# RAW DATA:
::::

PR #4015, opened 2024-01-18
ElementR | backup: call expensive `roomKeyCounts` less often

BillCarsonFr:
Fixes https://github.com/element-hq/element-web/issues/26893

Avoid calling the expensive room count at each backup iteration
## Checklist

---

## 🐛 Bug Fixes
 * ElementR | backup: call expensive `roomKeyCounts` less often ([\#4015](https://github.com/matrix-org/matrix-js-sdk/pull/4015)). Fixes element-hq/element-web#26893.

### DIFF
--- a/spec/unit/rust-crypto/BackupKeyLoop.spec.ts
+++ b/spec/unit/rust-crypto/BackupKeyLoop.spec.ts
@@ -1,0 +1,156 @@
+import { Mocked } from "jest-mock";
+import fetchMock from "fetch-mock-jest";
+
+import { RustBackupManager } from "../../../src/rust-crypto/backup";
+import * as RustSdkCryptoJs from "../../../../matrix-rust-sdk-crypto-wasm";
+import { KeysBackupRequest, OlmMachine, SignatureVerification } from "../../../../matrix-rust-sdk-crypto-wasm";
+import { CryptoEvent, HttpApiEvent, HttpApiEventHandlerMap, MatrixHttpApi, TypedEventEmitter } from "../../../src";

::::

An exact retyping of the full listing is required.

PR #4015, opened 2024-01-18
ElementR | backup: call expensive `roomKeyCounts` less often

BillCarsonFr:
Fixes https://github.com/element-hq/element-web/issues/26893

Avoid calling the expensive room count at each backup iteration
## Checklist

---

## 🐛 Bug Fixes
 * ElementR | backup: call expensive `roomKeyCounts` less often ([\#4015](https://github.com/matrix-org/matrix-js-sdk/pull/4015)). Fixes element-hq/element-web#26893.

### DIFF
--- a/spec/unit/rust-crypto/BackupKeyLoop.spec.ts
+++ b/spec/unit/rust-crypto/BackupKeyLoop.spec.ts
@@ -1,0 +1,156 @@
+import { Mocked } from "jest-mock";
+import fetchMock from "fetch-mock-jest";
+
+import { RustBackupManager } from "../../../src/rust-crypto/backup";
+import * as RustSdkCryptoJs from "../../../../matrix-rust-sdk-crypto-wasm";
+import { KeysBackupRequest, OlmMachine, SignatureVerification } from "../../../../matrix-rust-sdk-crypto-wasm";
+import { CryptoEvent, HttpApiEvent, HttpApiEventHandlerMap, MatrixHttpApi, TypedEventEmitter } from "../../../src";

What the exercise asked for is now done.